Since it was formed in 1956, the Tunisian army has always remained on the margins of power in the country, though things changed in 2011. The former president and founder of the modern state in Tunisia, Habib Bourguiba, preferred a civil system to run the country along with the ministry of interior affairs instead of the defence ministry playing the dominant role. Bourguiba would grant the largest budget to the education and health sectors, while the military received peanuts.
Meanwhile, Bourguiba was cautious and aware of a likely military coup given that these attempts became a trend in the fifties and sixties, such as in Egypt, Iraq and Syria.
When Ben Ali took office in 1987, it was thought that military generals could strengthen the army’s share in politics. Nevertheless, the then new president followed the path of Bourguiba, despite the nomination of some old colleagues in political positions, such as Habib Ammar (Minister of Interior Affairs) and Abdul Hamid Asheikh (Minister of Foreign Affairs) and Mustafa Azzouz (Minister of justice). Ben Ali continued to support the security institutions but he was keen to keep the military away from politics.
A Carnegie Middle East Centre survey reveals that the budget of the interior affairs ministry, which was less than the Bourguiba era defence budget most of the time, has changed. This interior affairs’ budget climbed by 165% in comparison with the defence budget in 1992, a trend which continued for the following two decades.
The radical change took place in 2011 when the army became a central power in the country. The Carnegie survey uncovered that the defence budget significantly increased more than that of any other ministry between 2011 and 2016. This rise amounted to nearly 21% on a yearly basis.
As a result, the interior affairs’ budget has dropped again. In 2011, the budget of the defence department was only 56% of the interior affairs ministry’s, but within five years this figure had climbed to 72%.
Following the critical security threats, many army officers have been appointed to civil positions. In 2012, General Mohamed Moaddab was nominated as chief of Tunisia’s Customs.
Likewise, eleven army officers have been appointed as governors in areas throughout the country in a bid to tackle security threats while only one military person was nominated as a governor in the 23-year era of Ben Ali.
Back in July 2017, the Tunisian parliament also allowed the army and security forces to vote in the municipal elections. Some critics expressed their concern and considered the move as a politicisation of the army.
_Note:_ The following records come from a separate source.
PR #4779, opened 2019-08-30
Remove rule configure_opensc_nss_db from RHEL8 product.

ggbecker:
#### Description:

- Remove rule configure_opensc_nss_db from RHEL8 product. This PR is part of #4776, but I decided to make the RHEL8 rule removal separated as it can be part of release 0.1.46. This rule is failing on RHEL8 PCI-DSS. See sections `Smart cards in Firefox browser or Thunderbird` and `Register third party PKCS #11 module to p11-kit` on RHEL8 article: https://access.redhat.com/articles/4253861 which confirms that OpenSC is set by default on RHEL8

#### Rationale:

- The rule is not applicable to RHEL8. OpenSC is set by default on RHEL8. Additionally RHEL8 does not contain pkcs11-switch tool.

### DIFF
--- a/linux_os/guide/system/accounts/accounts-physical/screen_locking/smart_card_login/configure_opensc_nss_db/ansible/shared.yml
+++ b/linux_os/guide/system/accounts/accounts-physical/screen_locking/smart_card_login/configure_opensc_nss_db/ansible/shared.yml
@@ -1,4 +1,4 @@
-# platform = Red Hat Enterprise Linux 7,Red Hat Enterprise Linux 8,multi_platform_fedora,multi_platform_rhv,Oracle Linux 7
+# platform = Red Hat Enterprise Linux 7,multi_platform_fedora,multi_platform_rhv,Oracle Linux 7
 # reboot = false
 # strategy = configure
 # complexity = low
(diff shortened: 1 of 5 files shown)


yuumasato:
LGTM, thanks.

ggbecker:
> #### Description:
> 
>     * Remove rule configure_opensc_nss_db from RHEL8 product. This PR is part of #4776, but I decided to make the RHEL8 rule removal separated as it can be part of release 0.1.46. This rule is failing on RHEL8 PCI-DSS. See sections `Smart cards in Firefox browser or Thunderbird` and `Register third party PKCS #11 module to p11-kit` on RHEL8 article: https://access.redhat.com/articles/4253861 which confirms that OpenSC is set by default on RHEL8

I discovered a few things: OpenSC is set by default but it needs to be installed (`opensc` package). When you install `opensc`, it creates the file `/usr/share/p11-kit/modules/opensc.module` which contains the entry `module: opensc-pkcs11.so` and `p11-kit` knows how to load the library for the applications which will be using the library, e.g. nss (which is consumed by firefox/thunderbird)

We could change the approach of this rule to something like:

- check if the `/usr/share/p11-kit/modules/opensc.module` which points to correct library, and the remediation would be installing `opensc` package.

@yuumasato any thoughts on that?

PR #4780, opened 2019-08-30
Install 1.2 datastreams

yuumasato:
#### Description:

- Install the SCAP 1.2 DataStream
- Copy the SCAP 1.2 DataStream to pre-generate content zipfile
- Fix up some dependencies

#### Rationale:

- 1.2 DataStream is not installed by `cmake install` command


jan-cerny:
I have verified it installs both datastream versions and also both datastream versions are present in the zip file. Thank you.

PR #4782, opened 2019-08-30
Unselect rule directory_access_var_log_audit in OSPP Profile

yuumasato:
#### Description:

- The rule is already covered by `audit_rules_for_ospp`

#### Rationale:
- The audit rule is part of `30-ospp-v42.rules` which is configured by `audit_rules_for_ospp`


jan-cerny:
Indeed, it's in https://github.com/linux-audit/audit-userspace/blob/8b9028cb51e58dca0db00ba108598a6a7f55bdee/rules/30-ospp-v42.rules#L121 . Nice catch!

PR #4785, opened 2019-08-30
Fail rpm_verify ansible fixes only if rc returns error code greater than 1

redhatrises:
- We can expect a 0 or 1 rc code returned in the rpm_verify ansible fixes.
  We should only fail if the rc code is not 0 or not 1.


shawndwells:
Ack pending jenkins.

PR #4788, opened 2019-09-02
Add test scenarios for rsyslog_remote_tls

jan-cerny:
This rule uses a complex regular expression so it might be beneficial to cover the rule by few test scenarios.


jan-cerny:
I have rebased it on master and also moved it to the appropriate directory.

matejak:
Do we need that `profile = ` line in the metadata? The test suite will pick the virtual `(all)` profile, which is OK in this case, as the rule is not parametrized.

jan-cerny:
@matejak That's needed to use the test scenarios within SSGTS to test the specific rule.

jan-cerny:
@matejak I have removed profile IDs from the scenarios headers.

matejak:
Those tests are valid and work as expected. Thank you for the PR!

On the other hand, some analysts say the Tunisian army does not aim to play a role in political life as the recent moves fall only within its mission in accordance with the constitution. Things are now changing after the army was marginalised in the Bourguiba and Ben Ali eras due to the lack of resources and equipment.
In the meantime, Tunisia’s army is facing many challenges, such as the terrorist threats in the western area of the country plus the risks around Libya’s borders where chaos and terrorism are jeopardizing the whole region.